- **TASK DESCRIPTION**:
Tell how many lines in the records contain the word "shortened"; the number alone is the answer.

- **MATERIAL FOR THIS EXERCISE**:
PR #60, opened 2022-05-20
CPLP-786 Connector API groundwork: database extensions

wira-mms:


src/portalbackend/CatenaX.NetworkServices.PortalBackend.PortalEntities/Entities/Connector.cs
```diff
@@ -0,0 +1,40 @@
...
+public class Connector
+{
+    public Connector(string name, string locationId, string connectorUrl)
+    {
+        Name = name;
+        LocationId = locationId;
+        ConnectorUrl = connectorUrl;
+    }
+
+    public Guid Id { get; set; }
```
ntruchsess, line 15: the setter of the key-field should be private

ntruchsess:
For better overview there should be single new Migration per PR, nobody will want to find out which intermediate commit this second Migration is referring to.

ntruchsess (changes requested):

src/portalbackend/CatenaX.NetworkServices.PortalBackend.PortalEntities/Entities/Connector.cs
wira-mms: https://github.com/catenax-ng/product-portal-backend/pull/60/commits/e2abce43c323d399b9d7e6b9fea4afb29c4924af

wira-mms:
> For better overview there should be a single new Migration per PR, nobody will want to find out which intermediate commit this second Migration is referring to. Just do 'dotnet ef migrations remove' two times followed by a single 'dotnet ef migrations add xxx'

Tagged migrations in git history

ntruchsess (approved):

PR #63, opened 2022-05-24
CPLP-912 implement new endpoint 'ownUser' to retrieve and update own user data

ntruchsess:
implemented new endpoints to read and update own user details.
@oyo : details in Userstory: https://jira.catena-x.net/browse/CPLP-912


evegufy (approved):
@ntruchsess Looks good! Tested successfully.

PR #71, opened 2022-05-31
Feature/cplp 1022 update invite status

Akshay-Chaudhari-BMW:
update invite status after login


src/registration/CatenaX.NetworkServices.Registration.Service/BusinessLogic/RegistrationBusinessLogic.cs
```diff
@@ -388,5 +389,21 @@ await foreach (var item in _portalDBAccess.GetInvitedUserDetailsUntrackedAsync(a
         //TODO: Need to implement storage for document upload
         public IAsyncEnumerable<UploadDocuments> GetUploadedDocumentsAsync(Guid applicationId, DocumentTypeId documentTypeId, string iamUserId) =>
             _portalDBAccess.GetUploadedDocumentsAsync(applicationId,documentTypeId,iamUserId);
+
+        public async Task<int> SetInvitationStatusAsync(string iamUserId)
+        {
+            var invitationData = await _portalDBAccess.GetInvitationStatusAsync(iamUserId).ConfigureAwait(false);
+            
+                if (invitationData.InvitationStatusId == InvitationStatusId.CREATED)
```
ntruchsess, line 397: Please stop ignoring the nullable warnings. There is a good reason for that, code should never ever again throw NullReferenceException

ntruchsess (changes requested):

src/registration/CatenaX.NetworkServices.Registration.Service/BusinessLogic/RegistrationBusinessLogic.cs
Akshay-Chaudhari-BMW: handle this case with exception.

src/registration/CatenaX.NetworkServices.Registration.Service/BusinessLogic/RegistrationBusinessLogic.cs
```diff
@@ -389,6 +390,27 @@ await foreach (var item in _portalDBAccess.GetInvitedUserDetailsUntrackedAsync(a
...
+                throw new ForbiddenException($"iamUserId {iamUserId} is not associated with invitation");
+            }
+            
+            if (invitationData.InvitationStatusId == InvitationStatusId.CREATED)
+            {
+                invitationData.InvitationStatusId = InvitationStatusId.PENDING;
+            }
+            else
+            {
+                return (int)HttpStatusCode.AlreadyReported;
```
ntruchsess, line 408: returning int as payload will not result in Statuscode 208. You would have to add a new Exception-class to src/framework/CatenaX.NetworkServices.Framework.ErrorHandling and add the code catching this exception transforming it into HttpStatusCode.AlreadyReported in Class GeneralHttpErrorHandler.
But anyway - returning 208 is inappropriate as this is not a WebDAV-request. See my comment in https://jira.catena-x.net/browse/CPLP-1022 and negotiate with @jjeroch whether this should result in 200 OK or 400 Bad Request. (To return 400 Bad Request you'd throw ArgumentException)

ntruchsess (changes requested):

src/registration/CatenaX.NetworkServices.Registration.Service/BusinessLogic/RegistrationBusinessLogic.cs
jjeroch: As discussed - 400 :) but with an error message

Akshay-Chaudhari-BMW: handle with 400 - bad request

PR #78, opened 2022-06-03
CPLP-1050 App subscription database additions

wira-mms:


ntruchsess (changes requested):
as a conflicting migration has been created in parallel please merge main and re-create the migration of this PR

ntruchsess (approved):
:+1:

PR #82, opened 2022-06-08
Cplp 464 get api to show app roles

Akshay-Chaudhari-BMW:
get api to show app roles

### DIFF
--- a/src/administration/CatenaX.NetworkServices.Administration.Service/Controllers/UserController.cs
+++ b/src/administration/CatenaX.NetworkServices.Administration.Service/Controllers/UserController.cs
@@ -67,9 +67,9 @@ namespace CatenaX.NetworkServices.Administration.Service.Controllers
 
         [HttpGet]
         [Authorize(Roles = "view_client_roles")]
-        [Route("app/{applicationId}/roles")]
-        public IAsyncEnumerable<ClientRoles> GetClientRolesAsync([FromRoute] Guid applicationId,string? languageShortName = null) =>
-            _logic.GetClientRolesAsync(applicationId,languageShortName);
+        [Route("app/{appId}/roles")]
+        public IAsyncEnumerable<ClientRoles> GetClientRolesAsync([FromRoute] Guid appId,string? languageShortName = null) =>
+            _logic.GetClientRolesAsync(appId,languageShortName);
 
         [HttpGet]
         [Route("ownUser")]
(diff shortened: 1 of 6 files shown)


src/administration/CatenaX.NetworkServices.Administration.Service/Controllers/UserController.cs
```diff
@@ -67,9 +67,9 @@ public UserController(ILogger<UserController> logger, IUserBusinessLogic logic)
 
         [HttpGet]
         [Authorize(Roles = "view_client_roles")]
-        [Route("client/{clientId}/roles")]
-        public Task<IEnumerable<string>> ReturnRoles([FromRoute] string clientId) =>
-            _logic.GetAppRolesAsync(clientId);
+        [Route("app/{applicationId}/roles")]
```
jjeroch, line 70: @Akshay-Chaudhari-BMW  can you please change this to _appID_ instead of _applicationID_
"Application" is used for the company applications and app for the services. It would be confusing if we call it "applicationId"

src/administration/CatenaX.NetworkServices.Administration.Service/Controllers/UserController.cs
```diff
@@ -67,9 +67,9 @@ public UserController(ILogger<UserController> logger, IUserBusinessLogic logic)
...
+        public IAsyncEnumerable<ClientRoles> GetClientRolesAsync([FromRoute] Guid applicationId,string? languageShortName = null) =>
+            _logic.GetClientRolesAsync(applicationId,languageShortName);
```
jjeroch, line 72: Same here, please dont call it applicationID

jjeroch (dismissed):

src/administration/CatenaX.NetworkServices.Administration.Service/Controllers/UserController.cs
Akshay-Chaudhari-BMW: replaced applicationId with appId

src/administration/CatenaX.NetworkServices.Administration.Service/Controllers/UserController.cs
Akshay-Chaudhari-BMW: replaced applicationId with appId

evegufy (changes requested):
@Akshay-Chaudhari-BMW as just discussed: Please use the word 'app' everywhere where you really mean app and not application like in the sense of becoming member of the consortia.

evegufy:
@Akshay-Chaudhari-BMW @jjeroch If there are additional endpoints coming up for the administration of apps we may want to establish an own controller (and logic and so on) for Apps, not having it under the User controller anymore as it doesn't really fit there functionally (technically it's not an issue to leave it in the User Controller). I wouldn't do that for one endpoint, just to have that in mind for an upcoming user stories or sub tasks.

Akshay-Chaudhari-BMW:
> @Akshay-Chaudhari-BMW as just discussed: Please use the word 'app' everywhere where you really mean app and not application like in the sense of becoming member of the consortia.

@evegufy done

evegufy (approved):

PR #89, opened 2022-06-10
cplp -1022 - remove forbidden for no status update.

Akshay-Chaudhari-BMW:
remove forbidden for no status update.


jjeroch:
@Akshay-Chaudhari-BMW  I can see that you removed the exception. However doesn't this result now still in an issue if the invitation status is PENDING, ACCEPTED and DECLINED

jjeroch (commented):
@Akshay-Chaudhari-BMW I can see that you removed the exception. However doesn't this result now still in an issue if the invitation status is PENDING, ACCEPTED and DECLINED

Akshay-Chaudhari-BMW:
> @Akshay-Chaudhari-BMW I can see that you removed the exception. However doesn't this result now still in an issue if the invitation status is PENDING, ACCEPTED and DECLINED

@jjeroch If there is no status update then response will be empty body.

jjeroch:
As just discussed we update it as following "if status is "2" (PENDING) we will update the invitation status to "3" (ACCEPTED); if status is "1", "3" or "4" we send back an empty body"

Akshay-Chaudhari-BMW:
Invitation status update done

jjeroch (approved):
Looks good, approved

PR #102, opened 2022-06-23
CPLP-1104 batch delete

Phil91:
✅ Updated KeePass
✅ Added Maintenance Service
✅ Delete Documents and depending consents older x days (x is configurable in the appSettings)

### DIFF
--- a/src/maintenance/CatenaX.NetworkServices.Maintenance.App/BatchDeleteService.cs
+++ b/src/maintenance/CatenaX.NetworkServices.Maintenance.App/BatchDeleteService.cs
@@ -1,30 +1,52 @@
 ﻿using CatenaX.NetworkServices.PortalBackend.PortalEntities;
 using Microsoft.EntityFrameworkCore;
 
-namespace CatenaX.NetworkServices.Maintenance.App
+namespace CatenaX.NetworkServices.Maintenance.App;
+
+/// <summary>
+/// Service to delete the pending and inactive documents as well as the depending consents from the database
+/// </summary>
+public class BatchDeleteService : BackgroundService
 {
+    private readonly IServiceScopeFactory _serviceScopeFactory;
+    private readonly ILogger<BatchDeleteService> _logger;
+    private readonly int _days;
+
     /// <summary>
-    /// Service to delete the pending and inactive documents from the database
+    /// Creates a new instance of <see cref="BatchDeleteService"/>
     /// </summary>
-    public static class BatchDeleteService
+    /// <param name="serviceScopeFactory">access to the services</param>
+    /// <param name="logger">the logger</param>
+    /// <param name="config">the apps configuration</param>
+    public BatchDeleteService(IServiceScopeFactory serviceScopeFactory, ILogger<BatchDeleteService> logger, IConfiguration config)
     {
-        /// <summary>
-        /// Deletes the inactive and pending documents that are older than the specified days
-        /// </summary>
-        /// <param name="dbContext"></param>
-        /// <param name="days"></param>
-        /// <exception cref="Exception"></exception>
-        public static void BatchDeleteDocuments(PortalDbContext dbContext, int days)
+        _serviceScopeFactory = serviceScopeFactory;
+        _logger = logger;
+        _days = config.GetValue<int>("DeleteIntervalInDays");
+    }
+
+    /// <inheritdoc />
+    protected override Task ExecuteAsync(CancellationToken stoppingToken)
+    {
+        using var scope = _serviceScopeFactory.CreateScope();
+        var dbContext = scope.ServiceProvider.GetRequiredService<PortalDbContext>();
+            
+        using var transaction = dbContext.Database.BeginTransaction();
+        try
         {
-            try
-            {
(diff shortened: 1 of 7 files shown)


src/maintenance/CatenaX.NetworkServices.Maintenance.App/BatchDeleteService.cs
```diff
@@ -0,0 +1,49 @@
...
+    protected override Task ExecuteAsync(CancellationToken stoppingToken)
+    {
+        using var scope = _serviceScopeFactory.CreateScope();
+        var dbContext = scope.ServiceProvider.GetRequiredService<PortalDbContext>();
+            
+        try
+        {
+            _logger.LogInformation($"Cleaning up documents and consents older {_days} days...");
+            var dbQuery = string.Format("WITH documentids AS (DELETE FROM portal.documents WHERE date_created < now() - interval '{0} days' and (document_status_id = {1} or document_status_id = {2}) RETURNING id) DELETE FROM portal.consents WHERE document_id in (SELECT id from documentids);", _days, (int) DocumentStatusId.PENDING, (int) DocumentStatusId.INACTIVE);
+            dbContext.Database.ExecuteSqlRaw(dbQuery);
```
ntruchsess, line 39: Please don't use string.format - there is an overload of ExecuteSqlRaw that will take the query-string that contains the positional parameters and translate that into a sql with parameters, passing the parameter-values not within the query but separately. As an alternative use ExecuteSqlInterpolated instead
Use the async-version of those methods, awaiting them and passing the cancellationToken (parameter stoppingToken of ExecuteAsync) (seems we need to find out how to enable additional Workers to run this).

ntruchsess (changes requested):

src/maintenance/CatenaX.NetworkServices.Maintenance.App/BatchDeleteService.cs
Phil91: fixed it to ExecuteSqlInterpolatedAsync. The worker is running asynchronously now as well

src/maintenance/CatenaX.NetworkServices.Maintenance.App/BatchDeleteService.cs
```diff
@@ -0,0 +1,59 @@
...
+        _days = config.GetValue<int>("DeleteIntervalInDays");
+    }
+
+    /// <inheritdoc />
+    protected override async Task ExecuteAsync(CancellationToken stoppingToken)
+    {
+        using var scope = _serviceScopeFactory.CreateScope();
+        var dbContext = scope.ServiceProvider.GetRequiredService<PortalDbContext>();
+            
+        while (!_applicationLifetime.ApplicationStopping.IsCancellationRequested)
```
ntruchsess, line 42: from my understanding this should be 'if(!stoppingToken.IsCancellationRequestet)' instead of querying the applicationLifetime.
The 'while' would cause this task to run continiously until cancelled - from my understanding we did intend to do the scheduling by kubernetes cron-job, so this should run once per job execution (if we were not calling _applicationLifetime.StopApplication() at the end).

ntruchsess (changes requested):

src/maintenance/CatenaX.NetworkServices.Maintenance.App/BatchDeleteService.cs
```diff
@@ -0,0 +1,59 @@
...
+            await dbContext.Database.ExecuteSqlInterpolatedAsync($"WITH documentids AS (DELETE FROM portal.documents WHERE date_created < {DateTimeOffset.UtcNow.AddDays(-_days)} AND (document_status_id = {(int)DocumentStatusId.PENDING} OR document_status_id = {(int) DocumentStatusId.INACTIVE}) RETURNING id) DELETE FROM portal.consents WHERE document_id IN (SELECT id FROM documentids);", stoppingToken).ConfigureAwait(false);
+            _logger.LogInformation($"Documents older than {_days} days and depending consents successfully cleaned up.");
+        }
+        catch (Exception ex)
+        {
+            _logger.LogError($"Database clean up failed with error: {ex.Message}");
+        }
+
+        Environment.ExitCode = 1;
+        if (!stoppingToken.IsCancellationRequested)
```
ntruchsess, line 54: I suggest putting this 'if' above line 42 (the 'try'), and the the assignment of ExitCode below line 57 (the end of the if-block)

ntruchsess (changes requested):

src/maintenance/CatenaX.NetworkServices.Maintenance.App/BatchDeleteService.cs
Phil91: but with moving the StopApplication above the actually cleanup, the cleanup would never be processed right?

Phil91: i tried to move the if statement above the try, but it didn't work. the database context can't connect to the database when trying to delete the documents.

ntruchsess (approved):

- **YOUR SOLUTION**:
2